Par René Petersen, gestionnaire de portefeuille de la stratégie European Sustainable Stars Equity de Nordea

C’est maintenant ou jamais pour l’Europe.

Nous sommes à un moment où l’Europe doit réinventer son identité dans un monde nouveau, dans lequel elle est livrée à elle-même. Nous devons décider si nous voulons prendre la responsabilité de notre avenir ou laisser d’autres décider à notre place. Il est absolument crucial que l’Allemagne utilise sa marge budgétaire significative pour se réarmer et améliorer ses infrastructures. Si cela se produit, je suis plutôt optimiste quant aux opportunités de rendement pour l’Europe dans les années à venir.

Avec mon équipe d’investissement, je suis responsable de la sélection des 35 à 45 actions de la stratégie European Sustainable Stars Equity de Nordea. Cette solution investit uniquement dans des entreprises européennes, avec un horizon d’investissement à long terme. Grâce à un profil de risque équilibré par rapport aux marchés boursiers des pays concernés, notre objectif est de générer des rendements supérieurs à la moyenne européenne. En outre, nous n’investissons que dans des entreprises ayant des politiques claires en matière de gestion des questions environnementales, sociales et de gouvernance – les fameux critères ESG. Outre l’analyse ESG, le portefeuille est composé d’actions choisies à l’issue d’une analyse rigoureuse des données financières, des évaluations et du positionnement stratégique.

La possibilité d’un nouvel avenir fort pour l’Europe contraste fortement avec l’image qu’elle a renvoyée au cours des 15 dernières années. Durant cette période, nous avons économisé au maximum pour sauver le secteur bancaire et l’euro – qui était également remis en question au début de la dernière décennie. Après la crise financière, le secteur bancaire a dû augmenter sa base de capital et réduire ses prêts. En parallèle, nous avons délocalisé une grande partie de notre production industrielle vers la Chine. Ce faisant, nous avons affaibli le soutien à notre propre système politique. Mais aujourd’hui, les responsables politiques européens semblent comprendre dans quelle direction l’Europe doit aller – et ce nouveau cap entraînera de nouveaux besoins d’investissement.
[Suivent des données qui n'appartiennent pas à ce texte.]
PR #224, opened 2026-09-12
fix(skill): stop and ask before re-converting an existing skill (re-run guard)

Scan-law4:
## Summary (Required)

Adds a re-run guard to Step 0 of the converter spec: before a Full Conversion starts extraction, it derives the prospective skill slug and, if that skill already exists, stops and asks the user (fold in / verify / force) instead of silently re-extracting. Interrupted-run recoveries resume the existing work directory only when the workdir, its manifest, and the extraction mode still match the current inputs; otherwise a fresh extraction is started.

## Type of change (Required)

## What it does (Required)

- **Fixes:** a Full Conversion of a source whose target skill already exists re-runs the entire extraction (Steps 2–3) before Step 5 derives the skill slug and notices the collision. Mode 4 (Update/Fold-in) cannot catch a naive re-run: its trigger requires the user to explicitly request an update, and the existing-skill check in Step 0 only fires when the *input path itself* is a skill directory or the user supplied the slug as an argument — neither holds when the user re-issues the original conversion command. Most visible on session recovery, where an interrupted run gets re-driven.
- **Improves:** re-invoking an already-converted source now costs one slug check instead of a full re-extraction. In our use case a ~145-page PDF was fully extracted three times in one working session ([measured account](https://gist.github.com/Scan-law4/c5f3e578d6289c10ef45778d3d38dbc0)).
- **Adds:** a user-facing stop-and-choose prompt on slug collision (fold in via Mode 4, verify-and-stop, or force regeneration) and a conditional-resume rule for recovery after interrupted runs (fresh extraction when workdir, manifest, or mode mismatch).

Closes #n/a — no existing issue tracks this; the re-run/recovery gap surfaced during a long working session with network interruptions (account linked above, with measurements).

One bullet added to **Step 0** (an existing step, per the lean-SKILL.md rule — no new steps, no code changes, no change to generated-skill behavior):

> **Re-run guard.** Before starting extraction for a Full Conversion, derive the prospective skill slug under Step 5's naming options — the author-concept form, the by-title form, and any `SKILL_NAME` given — and check `SKILLS_HOME` for an existing match. On a match, STOP and ask the user: "`{skill-name}` already exists. Choose: (1) Update/Fold-in (Mode 4), (2) verify the existing skill is complete and stop, or (3) force full regeneration." Do not re-extract until the user chooses. On context recovery after an interrupted run, reuse the existing extraction work directory **only if** the directory exists, its `metadata.json` is readable, the `sources` it lists match the files being converted now (by filename **and size**), and its recorded `extraction_mode` matches the mode this run is using; otherwise say so and start a fresh extraction instead of resuming.

**Both Step 5 naming forms are checked on purpose:** Step 5 can name a generated skill either by author-concept or by title, so a title-only lookup misses an existing author-concept skill (in our case the book *Generative AI and Agentic Operations* produced `chilukuri-agenticops` — a title-based check alone would not have found it). A test pins this.

The guard deliberately reuses Mode 4's terminology and the Step 5 naming rules rather than introducing new concepts. Alternative rejected: enforcing this in `scripts/extract.py` (e.g. a `--force` flag) — happy to move it there if maintainers prefer code over spec prose, but the extraction step is host-orchestrated, so the decision point lives in the spec.

## Evidence (Required)

- **Tests:** new `tests/test_rerun_guard.py` (same SKILL.md-contract pattern as `test_hermes_host_support.py`): asserts the guard text exists inside Step 0, precedes the extraction step, and covers **both** Step 5 naming forms (author-concept and by-title). The test suite now includes 8 assertions: gated reuse (with the old unconditional wording asserted gone), source+config match coverage, missing/stale-workdir fresh-extraction fallback, resolution-before-lookup ordering, and a Step-0-has-no-`SKILLS_HOME` contract.
- **Before / after:** baseline on clean master: `pytest -q` → 636 passed, 5 skipped. With this PR: 644 passed, 5 skipped. `ruff check .` clean on both. `python3 tools/validate_skill.py SKILL.md` → ✓ no breaking issues (the >500-line soft warning is pre-existing: master is at 817 lines).

```
$ pytest -q
...................................................................      [100%]
644 passed, 5 skipped in 1.38s
$ ruff check .
All checks passed!
  WARN  body: 818 lines > 500 (soft guideline for optimal performance)
```

Behavior change is in the host-agent conversation flow (stop-and-ask instead of silent re-extraction); not screenshotable here. The measured before/after account of the underlying re-run problem is in the linked use-case Gist.

- [x] `ruff check .` is clean

- `SKILL.md` grows by exactly one line (817 → 818); the justification is the measured re-run cost above.
- If maintainers would rather enforce the guard in `scripts/extract.py`, I'm glad to rework it — the use-case evidence carries over either way.


virgiliojr94 (changes requested):
The recovery rule says to reuse the workdir and never restart extraction, but a deleted/cleaned workdir or changed input requires a new extraction; blindly reusing it can select stale source data. Gate reuse on an existing workdir matching the current source/config, with a clear fresh-extraction fallback. Also resolve the destination before the Step 0 lookup: SKILLS_HOME is only selected in Step 5, and a project-local request must not check the personal root by accident. The three tests only check wording; please add before/after scenarios for missing/stale workdirs and an explicit project destination.

Scan-law4:
Thanks for the review — all three points are addressed on the branch (`707e47e`).

1. **Workdir reuse is now conditional.** Reuse requires an intact, matching manifest: the
   work directory exists, its `metadata.json` is readable, the `sources` it lists are the
   files being converted now with the same filenames **and sizes**, and its recorded
   `extraction_mode` is the mode this run is using. A missing work directory (temp
   cleanup), a missing manifest, changed sources or sizes, or a different mode means:
   say so and start a fresh extraction instead of resuming — and when in doubt, ask
   before discarding or resuming. The comparison is against `metadata.json`, which
   already records `workdir`, `total_sources`, `extraction_mode` and a per-source list
   with `filename` / `source_file` / `file_size_mb`, so the check is against data the
   run actually wrote rather than an inferred state.

2. **Destination resolved before the lookup.** Step 0 now opens with the destination
   root — personal or project-local for the user's host, per the Step 5 table and
   selection rules — and both the re-run guard and the Mode 4 detection check that
   resolved root. Step 0 no longer references `SKILLS_HOME` at all, since it is only
   selected in Step 5; a project-local request can no longer consult the personal root
   by accident.

3. **Tests.** 3 → 8 in `tests/test_rerun_guard.py`: gated reuse (with the old
   unconditional wording asserted gone), source+config match coverage, the
   missing/stale-workdir fresh-extraction fallback, resolution-before-lookup ordering,
   and a Step-0-has-no-`SKILLS_HOME` contract. To be precise about what they are: these
   assert that the spec text contains the required rules — the strongest guarantee a
   prose rule can carry, and I won't dress it up as a behavioral test, since you were
   right that the previous ones only checked wording. If you'd rather have this enforced
   in the extractor, with tests that execute the decision (`book_to_skill/utils.py` owns
   the workdir, and its argument parser would take a flag), I'm glad to implement it
   there — that choice is yours to make, not mine to assume.

Gates on this head: `pytest -q` → 644 passed, 5 skipped (optional `html`/`epub` extras
not installed in my env), `ruff check .` → clean, `python3 tools/validate_skill.py
SKILL.md` → no Claude Code-breaking issues. The diff is two files, +49/−2: `SKILL.md`
and `tests/test_rerun_guard.py`.

virgiliojr94 (changes requested):
Destination resolution and missing-workdir fallback are fixed. One stale-input gap remains: replacing "Allow sharing." with "Avoid sharing." keeps the same filename and exact byte size, so the new reuse condition still accepts old extraction. metadata.json also stores file_size_mb rounded to two decimals, not an exact size. Require a recorded content fingerprint (plus source/config identity), or fall back to fresh extraction when unchanged content cannot be established. Keep the decision in the skill if appropriate; add a concrete changed-content recovery scenario rather than another wording assertion. Please refresh the PR description, which still quotes the removed unconditional-resume rule.

Scan-law4:
Thanks — round 2 is addressed on the branch, rebased onto current `master` (`c548330`, force-pushed).

**1. The stale-input gap you found is fixed at the root.** The extractor now records a per-source `sha256` (stdlib `hashlib`, streamed in 1 MiB chunks so memory stays constant on multi-GB inputs) and carries it into `metadata.json`'s `sources` list. Both extraction paths record it, including the pdf-inspector fast path — that path returns its own per-source dict for text-mode PDFs, so without a fingerprint there the gate would be blind for the most common input format. Hashing happens inside the same `try/except` that already wraps the stat call, so an unreadable file stays a per-source `ExtractionError` rather than aborting a batch.

**Your point (b) is what led us to drop size matching altogether.** Because `metadata.json` records `file_size_mb` rounded to two decimals, an exact byte-size comparison is not implementable — a ~12 KB file records as `0.01` MB ≈ 10,486 bytes, which never equals the real count. Rather than approximate it, the match is now filename + content fingerprint only: size is not part of the condition at all, and *any* content difference fails it, same-size or not.

**2. Concrete, executed recovery scenarios.** The decision itself is now a testable function — `reuse_is_safe()` in `book_to_skill/utils.py` — and `tests/test_fingerprint.py` executes every clause of its contract:

- `test_scenario_reuse_same_content` — unchanged content → reuse is allowed
- `test_scenario_changed_content_same_size_falls_back` — your exact case: `"Allow sharing."` → `"Avoid sharing."`, same filename, same byte size → `content changed for doc.txt`
- `test_scenario_sources_changed_falls_back` — a renamed input, and a changed input count
- `test_scenario_missing_workdir_falls_back` — temp cleanup after the run
- `test_scenario_mode_mismatch_falls_back` — recorded mode ≠ this run's mode
- `test_scenario_legacy_metadata_without_sha256_falls_back` — metadata predating fingerprints cannot establish freshness, so it starts a fresh extraction (the guard wording names this case explicitly)

Plus `test_sha256_file_streams_across_chunks` (>2 MiB, guarding the streaming loop against ever producing a *prefix* fingerprint — a truncated hash would be the same silent-stale-accept bug in a new costume).

**3. The decision stays in the skill**, as you suggested. Step 0 keeps it and now states the fingerprint standard, naming `reuse_is_safe()` as the executable form of that check.

**A test-architecture note.** While writing the hook-path regression test, our first draft stubbed `inspect_pdf` with a bare module-attribute assignment. It leaked into subsequent tests and produced six failures that appeared *only* in the full-suite run — your existing pdf-inspector suite caught it. The fix was to stay inside the architecture those tests already establish: `monkeypatch.setattr` for the stub, `_reset_state_for_tests()` for module state, and a fake-utils `SimpleNamespace` called through the installed hook. No new conventions and no refactoring of your scaffolding — the mistakes only surfaced because that scaffolding is strict enough to notice.

**Rebase.** While rebasing we found that `f08d343` (#228) had already added the same post-extraction stat-error `try/except` we had written independently, which made our copy redundant *and* conflicting. We kept yours and dropped ours, so this revision's contribution is purely additive: the fingerprint, the helper, the metadata field, the tests, and the guard wording.

Gates on `c548330`: `pytest -q` → **695 passed, 5 skipped** (current `master`: 675), `ruff check .` clean, `python3 tools/validate_skill.py SKILL.md` → no breaking issues. PR description refreshed.

virgiliojr94 (changes requested):
The same-size edit is now detected, but two reproduced paths still accept unusable/stale extraction: (1) reuse_is_safe returns True for an empty existing workdir with matching metadata supplied; it never checks full_text.txt or required extraction artifacts. (2) The hash is recorded only after parsing. Rewriting a source from "Allow sharing." to "Avoid sharing." after text is read produces old extracted text with the new file hash, and reuse_is_safe accepts it. Validate required artifacts and bind the fingerprint to the bytes actually extracted (a stable snapshot, or before/after validation that rejects changes), including the inspector path. Add regressions for both; the current happy-path fixture itself uses an empty workdir.

PR #228, opened 2026-09-17
fix(extractor): translate post-extraction stat errors

### LINKED ISSUE #227: [bug] Post-extraction file-size errors can still abort a batch
## What happened

`extract_single_file()` documents an important batch contract: every per-source
failure must surface as `ExtractionError`, because `main()` catches only that
exception before continuing with the remaining sources. PR #120 enforced this
contract for the initial magic-byte read, but the later file-size lookup still
calls `os.path.getsize()` without translating `OSError`.

If a source is removed, replaced, or becomes inaccessible after its content was
read but before metadata is assembled, `PermissionError`/`OSError` escapes with
a traceback and aborts the entire batch. The trusted pdf-inspector Markdown path
has the same unprotected metadata lookup.

## What you expected

A post-extraction file-size failure should be reported as `ExtractionError` for
that source. The batch runner should warn, skip it, and continue processing the
remaining inputs, consistently across the legacy and pdf-inspector paths.

## Source document
- Format: Markdown and PDF (synthetic fixtures)
- Pages / size: minimal fixtures; content is not relevant
- Language: English
- Does `python3 scripts/extract.py --check` show the relevant extractor installed? the PDF regression stubs the optional inspector result

## Repro

Run `extract_single_file()` on a readable Markdown file while making
`os.path.getsize()` raise `PermissionError("file became unavailable")`. This
deterministically models a file that changes between content extraction and the
final metadata lookup.

On `master` (`abc666b`), the raw exception escapes:

```text
book_to_skill/utils.py:1018: in extract_single_file
    file_size_mb = os.path.getsize(input_str) / (1024 * 1024)
PermissionError: file became unavailable
```

In a two-source `main()` run, the second valid source is never processed. The
same result occurs at `pdf_inspector_integration.py:146` when trusted native
Markdown takes the fast path.

## Environment
- OS: Windows 11 for reproduction; the `OSError` contract is platform-independent
- Python version: 3.12.10
- book-to-skill version / commit: `abc666b`

Stamina9:
## Summary (Required)

Translate file-size lookup failures into `ExtractionError` after content has
been extracted. A source that disappears or becomes inaccessible during a run
is now skipped without aborting the rest of the batch, including when the
pdf-inspector fast path is active.

## Type of change (Required)
- [ ] 📝 Docs only
- [ ] 🔒 Security
- [ ] 🧹 Chore / CI / tooling

## What it does (Required)
- **Fixes:** The final `os.path.getsize()` calls in the legacy extractor and pdf-inspector result builder could leak `OSError` past the batch loop's `ExtractionError` boundary.
- **Adds:** Deterministic direct, batch-level, and pdf-inspector regressions for a source that becomes unavailable after content extraction.

The architecture promises that one bad source is skipped rather than ending a
multi-source run. PR #120 protected the initial format-sniff read, but a file can
still change after a successful read; successful content extraction does not
guarantee the later metadata stat will succeed. Both current extraction paths
need to uphold the same per-source exception contract.

Closes #227

Each post-extraction file-size lookup now catches `OSError` and raises a chained
`ExtractionError` naming the source. The existing batch loop handles that error
without any broader exception catch. Catching only `OSError` keeps programming
errors visible.

The change does not alter extraction selection, extracted text, successful
metadata values, or the batch error policy.

## Evidence (Required)
- **Tests:** Added a direct legacy-path translation test, a two-source `main()` test proving the good source still reaches `full_text.txt`, and a pdf-inspector fast-path translation test.
- **Before / after:** All three regressions fail on `master` with raw `PermissionError`; all pass after both metadata lookups enforce the existing exception contract.

```text
# Before
3 failed, 12 passed, 2 skipped in 0.08s

# After (targeted)
15 passed, 2 skipped in 0.05s

# Full clean Linux gate
662 passed, 8 skipped in 1.21s
```

```text
# Before: the raw exception terminates main()
PermissionError: file became unavailable

# After: the second source completes
WARNING: Skipping a.md: Could not read file size for a.md: file became unavailable
Extraction complete:
   Sources : 1 processed
```

- [x] `ruff check .` is clean

None. Successful size lookups return the same value. Only `OSError` from the
metadata lookup changes from an uncaught traceback to the documented per-source
failure type.

This is a follow-up to the same batch-resilience invariant addressed by #120,
but covers a distinct later operation and the newer pdf-inspector fast path.


virgiliojr94 (approved):
Validated the focused fix; validated against current master `abc666b`. Full pytest, Ruff and skill validation pass on the integration tree. The new regression fails on the baseline and passes here.

PR #229, opened 2026-09-17
fix(extractor): stop the Calibre path reusing a previous source's output

blrain3:
## Summary (Required)

`extract_with_ebook_convert()` wrote its conversion result to a fixed filename in the run's work directory and treated "exit code 0 and the file exists" as success. Because the work directory is per-process and shared by every source in a batch, a conversion that reported success without writing anything was satisfied by a file an earlier source had left behind — so one book's text was returned for a different source and recorded under *that* source's name. Each call now writes to its own filename, so the existence check can only be true for a file this call produced.

## Type of change (Required)

## What it does (Required)
- **Fixes:** a silent wrong-source extraction in the Calibre path. The root cause is that success was inferred from the *presence* of a fixed-name file rather than from *this invocation producing it*, and `OUTPUT_DIR` (`book_skill_work-<pid>`) is shared by all sources in one run. `parsers/calibre.py` never removed the artifact, so any later source in the same batch could read it. `metadata.json` still named the correct `source_file` / `extraction_method`, so nothing downstream could detect the mismatch.

Closes n/a — no issue open for this path. Filed as a PR because the fix is small and the evidence is reproducible; happy to split it into an issue first if you would rather triage it.

This is the same failure mode `test_per_run_workdir.py` describes for the shared work directory ("an agent ... could pick up a *different document's* extraction and build a skill from the wrong source"), reached through a different door: that fix made the *directory* per-run, but one file inside it still had a fixed name shared across sources.

It is also the same defect class as #219 (fixed in #220): success inferred from stale state left by an earlier attempt. #220 discards the in-memory entry before each attempt; this one cannot discard, because the stale state is a file on disk — so the fix is to stop giving two attempts the same destination. Flagging the difference in case you would prefer the discard-before-attempt shape here too (see the alternative below).

`book_to_skill/parsers/calibre.py` is also the one parser module with no test file, so this path had no coverage at all.

```python
output_path = OUTPUT_DIR / f"ebook-convert-output-{os.getpid()}-{next(_OUTPUT_SEQ)}.txt"
```

Each call gets a filename of its own, so `output_path.exists()` can only be true for a file this call wrote. The pid keeps it unique across runs sharing an explicit `BOOK_SKILL_WORKDIR`; the module-level `itertools.count()` covers repeated calls within one process.

Alternative I did not take: `unlink()` the artifact before converting. It closes the same window within a single process but reintroduces a fixed shared name across processes, so two runs pointed at the same `BOOK_SKILL_WORKDIR` could still interfere. **Happy to switch to it if you prefer that shape** — it is the smaller diff.

## Evidence (Required)

- **Tests:** new `tests/test_calibre_stale_output.py`, 5 tests, no Calibre install required (`shutil.which` / `subprocess.run` patched). Two of them fail on the pre-fix code and pass after it, which is what makes them regression tests rather than description:
  - `test_output_name_is_unique_per_call` — two conversions in one process must not share an output file.
  - `test_success_without_output_does_not_reuse_an_earlier_result` — a later conversion reporting success with nothing written must not receive the earlier source's text.
  - plus: a genuinely-written output is still returned; a non-zero exit is still `None`; a missing `ebook-convert` is still `None`.

- **Before / after:** the repro drives the real code path twice in one work directory — source A succeeds and writes; source B reports success and writes nothing.

```
# BEFORE (HEAD~1)
step 1 (bookA.mobi): returned 'TEXT OF BOOK A'
step 2 (bookB.mobi): ebook-convert exits 0 without writing output
  returned: 'TEXT OF BOOK A\n'
DEFECT REPRODUCED — book B was handed book A's text.

$ pytest tests/test_calibre_stale_output.py -q
2 failed, 3 passed          # the two assertions above

# AFTER
step 1 (bookA.mobi): returned 'TEXT OF BOOK A'
step 2 (bookB.mobi): ebook-convert exits 0 without writing output
  returned: None
NOT REPRODUCED — the stale artifact was not accepted for book B.

$ pytest tests/test_calibre_stale_output.py -q
5 passed

$ ruff check .                 # All checks passed!
$ pytest -q                    # 667 passed, 5 skipped
```

Also checked locally, since CI runs them: `ruff check --select E9,F --target-version py310 book_to_skill/ scripts/ tests/ tools/` (clean), `bandit -q -r book_to_skill scripts tools --severity-level high --confidence-level medium` (exit 0, same findings as before the change), the `smoke` job's exact commands (pass), and `ast.parse(..., feature_version=(3,9))` on the changed file for the 3.9 matrix leg.

Not applicable — internal behavior, no user-visible output change. The terminal before/after above is the equivalent.

- [x] `ruff check .` is clean

None for callers: the function's signature, return type, and `None`-on-failure contract are unchanged.

One thing to flag rather than decide — **the intermediate file's lifetime.** Previously a batch of N `.mobi` files left one `ebook-convert-output.txt` (each conversion overwrote the last); now it leaves N uniquely-named files. All of them live in the per-run temp work directory, which nothing currently cleans up, so this is tidiness rather than correctness — but if you would rather the intermediate not outlive the call at all, deleting it in a `finally` (or converting into a `TemporaryDirectory`) is a small follow-up. I have left the cleanup question out of this PR to keep the diff to the fix.

- The two design options above (unique name vs. delete-before-run) and the cleanup question are yours to call; the diff is written so switching is a small change.
- `parsers/calibre.py` remains the only parser without coverage beyond the new file — the paths I did *not* cover are the `except Exception` warn branch and `timeout=300` expiry. Say the word if you want those added here.


virgiliojr94 (changes requested):
The new tests pass, but PID + a process-local counter is not unique across runs. In two fresh interpreters sharing BOOK_SKILL_WORKDIR, with getpid() mocked to the same reused PID (4242), the second conversion exits 0 without writing and still returns the first process's text. Please allocate a fresh per-call TemporaryDirectory inside OUTPUT_DIR, read its output before cleanup, and add a reused-workdir regression. This also avoids leaving one full intermediate text per source.

blrain3:
Follow-up in 120b79d: the temp-dir creation failure now raises `ExtractionError` instead of a bare `OSError`. A raw `OSError` would bypass the per-source tolerance path in `utils.py` (which only catches `ExtractionError`, documented as non-fatal in batch mode) and could abort a whole batch instead of skipping one file. The original `OSError` stays chained via `raise ... from e`; the regression test asserts the new type. No change to the success path.

blrain3:
Addressed in `0fd041f` and `120b79d`: the Calibre path now converts into a per-call `TemporaryDirectory` under `OUTPUT_DIR` and reads before cleanup; `test_reused_workdir_with_same_pid_across_interpreters` reproduces your exact scenario (shared workdir, `getpid` mocked to 4242, module reloaded) and asserts the second conversion returns `None`. 14/14 checks green (py3.9–3.13 + ruff + bandit + CodeQL).

virgiliojr94 (changes requested):
Rechecked 120b79d: per-call isolation fixes stale output, and creation failures now become ExtractionError. Cleanup still escapes the error boundary: when TemporaryDirectory.__exit__ raises PermissionError after a successful conversion, extract_single_file propagates it and the batch (which catches only ExtractionError) aborts. Cover the entire temporary-directory lifecycle with the error boundary and add a cleanup-failure/batch-continuation regression. Also refresh the description: it still documents PID/counter names, retained intermediate files, and an unchanged None-on-failure contract.

PR #231, opened 2026-09-18
fix(epub): resolve encoded manifest hrefs

### LINKED ISSUE #230: [bug] Stdlib EPUB fallback skips encoded manifest hrefs
## What happened

The stdlib EPUB fallback reads each OPF manifest `href` as though it were the
literal ZIP member name. OPF hrefs are references, so a fragment such as
`chapter.xhtml#section-2` is not part of the archive filename, and percent
escapes such as `Chapter%201.xhtml` represent characters in that filename.

Both valid forms currently make `ZipFile.read()` look for a non-existent member.
The per-document exception handler then silently skips the chapter; if every
spine item uses one of these forms, extraction returns no text at all.

## What you expected

The dependency-free EPUB fallback should resolve manifest references to their
ZIP member names before reading them: decode XML entities and percent escapes,
discard query/fragment components, and still resolve the resulting path relative
to the OPF directory.

## Source document
- Format: EPUB (synthetic minimal fixtures)
- Pages / size: one spine item per fixture
- Language: English
- Does `python3 scripts/extract.py --check` show the relevant extractor installed? not applicable; this is the stdlib fallback used without ebooklib

## Repro

Create a minimal EPUB whose manifest contains either:

```xml
<item id="c1" href="chapter.xhtml#section-2" media-type="application/xhtml+xml"/>
```

or an OPF in `OEBPS/content.opf` with:

```xml
<item id="c1" href="Text/Chapter%201.xhtml" media-type="application/xhtml+xml"/>
```

while the corresponding ZIP members are `chapter.xhtml` and
`OEBPS/Text/Chapter 1.xhtml`. On `master` (`f08d343`), both focused regressions
return `None` instead of the chapter text.

## Environment
- OS: Windows 11 host / Linux clean-test environment
- Python version: 3.12.10
- book-to-skill version / commit: `f08d343`

Stamina9:
## Summary (Required)

Resolve OPF manifest hrefs before the stdlib EPUB fallback reads ZIP members.
Chapters referenced with fragments or percent-encoded filenames are no longer
silently omitted.

## Type of change (Required)
- [ ] 📝 Docs only
- [ ] 🔒 Security
- [ ] 🧹 Chore / CI / tooling

## What it does (Required)
- **Fixes:** The stdlib EPUB fallback treated OPF manifest references as literal ZIP member names, dropping content when an href contained a fragment or percent escape.
- **Adds:** Synthetic regressions for a fragment-bearing href and a percent-encoded filename under an OPF subdirectory.

The OPF manifest describes references, while `ZipFile.read()` requires the exact
archive member name. Passing the raw href across that boundary makes otherwise
readable chapters disappear without a warning because the existing per-item
fallback intentionally skips unreadable members.

Closes #230

A small resolver now mirrors the normalization a parsed OPF reference needs:

1. decode XML character/entity references;
2. discard query and fragment components;
3. percent-decode the path; and
4. resolve it relative to the OPF directory with POSIX ZIP-path semantics.

The normalized member name is used consistently for spine ordering, de-duplication,
the manifest safety net, and archive reads. EPUBs with plain relative hrefs keep
the same paths and behavior. No runtime dependency is added.

## Evidence (Required)
- **Tests:** Added two synthetic one-chapter EPUB regressions; no copyrighted text or binary fixture is committed.
- **Before / after:** Both focused tests fail on current `master` because extraction returns `None`; both pass after reference normalization.

```text
# Before on master f08d343
2 failed in 0.13s

# Full clean Linux gate after the fix
664 passed, 8 skipped in 1.09s
```

```text
# Before
extract_with_zipfile(...) -> None

# After
extract_with_zipfile(...) -> chapter text
```

- [x] `ruff check .` is clean

None. Plain relative hrefs resolve identically. The change only makes standards-style
reference syntax reach the archive member it already names.

The implementation stays in the dependency-free fallback and uses only Python's
standard library.


virgiliojr94 (approved):
Validated against current master `91d17c2`: full pytest, Ruff, skill validation and synthetic CLI smoke pass on the integration tree. The new regressions fail on the baseline and pass here.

Cette nouvelle voie consiste à réduire notre dépendance envers les États-Unis en matière de défense, à sécuriser notre approvisionnement énergétique de manière indépendante vis-à-vis de la Russie et des États-Unis, et à diminuer notre dépendance vis-à-vis de la Chine pour la chaîne de valeur industrielle. Par exemple, nous devons développer notre propre infrastructure pour les semi-conducteurs et rapatrier notre production industrielle – non pas sous forme de main-d’œuvre manuelle comme auparavant, mais sous forme de production automatisée, qui génère à son tour de nombreux emplois dans les services.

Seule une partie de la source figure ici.